Spanish writer (1911-1981)

Álvaro Cunqueiro Mora (Mondoñedo, December 22, 1911 - Vigo, February 28, 1981) was a Galician novelist, poet, playwright, and journalist. He is the author of many works in both Galician and Spanish, including Merlín e familia ("Merlin and family"). He was a cofounder of the Galician Writers Association. In 1991, Galician Literature Day was dedicated to him.

== Life ==
Cunqueiro was born to Joaquín Cunqueiro Montenegro, a pharmacist, and Pepita Mora Moirón of Mondoñedo (where he was infamous for his practice of stealing coats at parties). He did his bachillerato (secondary school) studies in the Instituto Xeral e Técnico (General and Technical Institute) in the city of Lugo, where he befriended the writers Evaristo Correa Calderón and Ánxel Fole. He began to study in the Department of Philosophy and Literature at the University of Santiago de Compostela in 1927, but abandoned his studies to dedicated himself to journalism, writing for various newspapers and magazines including El Pueblo Gallego. During his time in Santiago, he regularly attended the literary gatherings at the Café Español, and his friends included Francisco Fernández del Riego, Domingo García Sabell, Gonzalo Torrente Ballester, Ricardo Carballo Calero, Carlos Maside, and Xosé Eiroa. He promoted the magazines Papel de Color and Galiza, and edited the first issue of the latter, published July 25, 1930.

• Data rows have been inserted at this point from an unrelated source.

PR #1037, opened 2025-01-12
fix(extract): run Swing code on the correct event dispatcher thread

eigenraven:
Swing requires running all setup and widget interaction code on the [AWT dispatcher thread](https://docs.oracle.com/javase/tutorial/uiswing/concurrency/dispatch.html), so in this PR I moved the app initialization over to that thread.

I've had some random native crashes when running the extractor locally, this fix might or might not have fixed them (they're too unpredictable to be sure), but the hs_err stacktraces looked to come from a variety of native AWT code failing to read standard java data structures which could be due to some state corruption due to a data race between threads.


Spasi:
@eigenraven Thanks!

PR #1040, opened 2025-01-27
Update tinyfiledialogs to v3.19.1

JakobDev:
This version fixes a bug, that when running on Linux under Wayland but with XWayland disabled, tinyfiledialog thinks it not running in a graphical session.


Spasi:
Thanks @JakobDev!

Issue #1031, opened 2024-12-21
no window rendered running HelloOpenXRGL sample


farmboy0:
### Version

3.3.5

### Platform

Linux x64

### JDK

GraalVM 17

### Module

GLFW, OpenXR, OpenGL

### Bug description

I tried running the HelloOpenXRGL on linux with LWJGL 3.3.5 but there are 2 problems with it.
1. you need to add GL21.GL_SRGB8 to the desiredSwapchainFormats at line 600-603
2. The real problem I see though is that the 2D window the sample opens is empty on X11 and not even showing the window border on wayland.

Im running Gentoo Linux with GLFW 3.4

knokko:
It has been a long time since I wrote this sample, and I don't really use OpenGL nowadays. Could you elaborate point (1)? *Why* is it a good idea to add this desired swapchain format?

Regarding point (2), that is desired! I never wanted to create a window; I just want to render on the headset. But... creating an OpenGL context without creating a window is surprisingly hard, so the easiest way to do this, is by creating a small invisible window.

farmboy0:
The new format is one of the supported ones with SteamVr on linux, the others in the list arent.

knokko:
Do you know the full list of formats supported by SteamVR?

farmboy0:
There are 5:
GL_SRGB8	35905	0x8c41
GL_SRGB8_ALPHA8	35907	0x8c43
GL_DEPTH_COMPONENT16	33189	0x81a5
GL_DEPTH_COMPONENT24	33190	0x81a6
GL_DEPTH_COMPONENT32F	36012	0x8cac

farmboy0:
As for the second point: No its not desired. If a window is programmed to show and render into it better be. Its not even desired to be able to create VR apps that have no window at all. There would be no way for the OS to determine the current window to send input events to.

knokko:
> There are 5: GL_SRGB8 35905 0x8c41 GL_SRGB8_ALPHA8 35907 0x8c43 GL_DEPTH_COMPONENT16 33189 0x81a5 GL_DEPTH_COMPONENT24 33190 0x81a6 GL_DEPTH_COMPONENT32F 36012 0x8cac

Ok, then I think that indeed `GL_SRGB8` would be the best choice. Can you create a pull request for this? (I don't have the right dev environment at the moment, so it would be nice if you could do it.)



[...]

PR #1060, opened 2025-04-29
fix(demo): add GL_SRGB8 to swapchain formats of HelloOpenXRGL

knokko:
According to https://github.com/LWJGL/lwjgl3/issues/1031, this GL format is one of the few OpenXR swapchain formats supported by SteamVR, so it is good to add it to the desired swapchain formats.


Spasi:
Thanks!

PR #1086, opened 2025-10-07
add shell.nix

lego-eden:
This adds a `shell.nix` file which makes i easy to get going with developing on nix. I believe anyone who wants to use nix to develop would make their own shell.nix file, and this is simply my attempt at writing one. It may not be perfect, but it works. Simply run `nix-shell` in the project root, and you get all the tools and libraries you need for developing LWJGL. If there is a need to add a new dependency.

EDIT: I just found out about the commit message conventions. I think my commit msg is wrong, but do not really know what prefix it should have. I update the message and force push the change if I need to, I just need to know what it should be updated to.

### DIFF
--- a/shell.nix
+++ b/shell.nix
@@ -13,10 +13,6 @@ let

He was a founding member of the Partido Galeguista (Galicianist Party).

The military uprising of July 1936 found Cunqueiro in Mondoñedo, and thanks to the influence of his conservative family, he was not subjected to reprisals, and was able to find work as a teacher in a private school in Ortigueira from October 1936 onwards. He was the regional head of press and propaganda for the Falange, and worked on the local Falangist publication Era Azul. Jesús Suevos, the head of the Falange in Galicia, and the director of the newspaper El Pueblo Gallego, asked him to write for the newspaper's literary and current events sections; Cunqueiro accepted and moved to Vigo. During his time in Vigo, he also briefly taught Portuguese in a high school.

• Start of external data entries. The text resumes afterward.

PR #1091, opened 2025-11-09
feat(renderdoc) add RenderDoc bindings

io7m:
This implements bindings for the RenderDoc debugger. The bindings must be explicitly initialized before use via the `RenderDoc.create()` method, and exceptions must be caught; if the RenderDoc debugger is not running, the RenderDoc native library will not have been injected into the application's process and the initialization will fail. A sample is included to demonstrate how to do this correctly.

See: https://renderdoc.org
See: https://renderdoc.org/docs/in_application_api.html


io7m:
This _seems_ correct to me, but it is slightly awkward to test as you need to run `ant` to run the included sample under `qrenderdoc`. `qrenderdoc` must be told to trace all child processes. I've tried it a bit with a test application and didn't see any problems, and the library seems to correctly tell you when you're not using `qrenderdoc`.

PR #1095, opened 2025-12-01
feat(sdl) Provide main callbacks as an alternate way of structuring SDL apps

eigenraven:
The docs suggested it was not usable from other languages, but https://github.com/libsdl-org/SDL/issues/14513 indicates a valid way of using the main callbacks across a FFI boundary.

The callbacks don't do much on Windows/Linux/macOS (they are required on Android/iOS/Xbox/other consoles for system setup), mostly they handle calling the iterate function while the window is resized on Windows - but they might become more important in the future, and are the recommended way of using SDL.

I've also updated and tested the Gears demo with the callback structure as an option.

The core library could no longer build on my Arch Linux PC because unused parameters warnings became enabled and are not part of Wpedantic, I've added it to the suppressions in LinuxConfig.h


Spasi:
Thank you @eigenraven!

PR #1132, opened 2026-06-23
build(core) harden GitHub Actions workflows and add zizmor scanning

httpdigest:
Mostly hardening actions via pinned sha digest to avoid GitHub actions supply-chain attacks via compromised GitHub actions by tag.
Also add a dependabot configuration to keep GitHub actions in their latest versions.


Spasi:
Thanks @httpdigest!

Issue #47, opened 2015-01-29
Avoiding creating unused variables


esinyavuz:
I'm renaming this thread as we have other instances of unused variable type of problems and it would be nice to take care of this in a more systematic way during code generation.

The previous thread consisted of the warnings on:
Unused variable warning for ipost, ipre for GLOBALG used with NSYNAPSE model

This happens in the SynDelay project. It is not as straightforward as it seems; indexing is not necessary when we use GLOBAL, but if we had a synapse model with a variable that uses these indices they would be needed. These are just warnings at the moment, but it would be more elegant to make a proper check. 

Another example of this kind of problem is unnecessary post-to-pre arrays for sparse connectivity. They are (presumably) not needed unless the learning kernel is used.

Creating unnecessary variables would fill the memory unnecessarily and we should avoid this.

tapaswenipathak:
Hi @esinyavuz: Can I work on the ticket?

neworderofjamie:
Hi @tapaswenipathak,

I'm afraid @esinyavuz has left the project, but you're more than welcome to work on this ticket. GeNN's code generator has been somewhat refactored since this issue was created so this is less of an issue but, looking through our build server's output, the following two unused variables are definitely still being created by GeNN's CUDA backend:

1. ``shSpk`` created [here](https://github.com/genn-team/genn/blob/master/src/genn/backends/cuda/backend.cc#L523) - as well as the existing tests, this should only be created if any of the synapse groups have their ``m_SpanType`` set to ``SynapseGroup::SpanType::POSTSYNAPTIC``
2. ``synAddress`` created [here](https://github.com/genn-team/genn/blob/master/src/genn/backends/cuda/presynapticUpdateStrategy.cc#L281) - this is rather more tricky as it depends upon whether ``$(id_syn)`` is referenced in the subsequently generated code.

tapaswenipathak:
Thanks for the notes @neworderofjamie.

tapaswenipathak:
@neworderofjamie: No `synAddress` can be removed as per me, can you take a look?

PR #248, opened 2019-07-27
Avoiding creating unused variables 

tapaswenipathak:
Close https://github.com/genn-team/genn/issues/47.
Ref https://github.com/genn-team/genn/issues/55.

### DIFF
--- a/src/genn/backends/cuda/backend.cc
+++ b/src/genn/backends/cuda/backend.cc
@@ -277,7 +277,6 @@ void Backend::genNeuronUpdate(CodeStream &os, const ModelSpecInternal &model, Ne
         if(std::any_of(model.getLocalNeuronGroups().cbegin(), model.getLocalNeuronGroups().cend(),
             [](const ModelSpec::NeuronGroupValueType &n){ return !n.second.getNeuronModel()->getThresholdConditionCode().empty(); }))
         {
-            os << "__shared__ volatile unsigned int shSpk[" << m_KernelBlockSizes[KernelNeuronUpdate] << "];" << std::endl;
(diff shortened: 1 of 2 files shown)


neworderofjamie:
Hi @tapaswenipathak, thanks for your work on this. It needs a little more thought though - ``shSpk`` is required e.g. [here](https://github.com/genn-team/genn/blob/master/src/genn/backends/cuda/presynapticUpdateStrategy.cc#L219) if any synapse groups have their synapse span type set to postsynaptic and thus the ``PostSpan`` strategy is used.

tapaswenipathak:
@neworderofjamie: Can you tell me the exact point where you see the synapse span is set as postsynaptic present in the `else` condition. Outside or before `else` condition, there are initialisation and use, I agree.

+ How does the PR look now? I will add separate for separate variables.

neworderofjamie:
Well, users are free to set the synapse span from their own models as well as everything else exposed via ``ModelSpec``, ``NeuronGroup``, ``SynapseGroup`` and ``CurrentSource`` (rather than their ``xxxInternal`` counterparts.

neworderofjamie:
I also noticed that our automated testing was not being run on P.R.s created from forks - I have now fixed that and you (should) be able to see a lot of compilation errors caused by the incorrect removal of ``shSpk`` in the warnings e.g. in https://gen-ci.inf.sussex.ac.uk/job/GeNN/job/genn/view/change-requests/job/PR-248/1/artifact/msg_INF900802.txt/*view*/

tapaswenipathak:
@neworderofjamie: review ping.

In November 1938, Cunqueiro moved to San Sebastián and wrote for La Voz de España. He was also a subdirector for Vértice, a publication of the National Delegation of Press and Propaganda, in which he published "The Story of the Knight Rafael" (1939), his first fiction in Spanish. After Madrid was occupied by the Nationalist army, Cunqueiro moved there and began to write for ABC. In 1947 he returned to Mondoñedo and began to distance himself from Franquism. In 1950 he published a book in Galician, Dona de corpo delgado. From 1960 on, he worked as the official chronicler of Mondoñedo, and the following year moved to Vigo, where he found a fixed position as a writer for the newspaper Faro de Vigo.

In 1961, the Royal Galician Academy elected him as a member. Between November 1964 and June 1970, Cunqueiro was the director of the Faro de Vigo and of the Faro Deportivo.

==Literary work==

He was a multifaceted writer, and his extensive literary output extends into the fields of journalism, poetry, narrative prose, and theater, not to mention his work as a translator.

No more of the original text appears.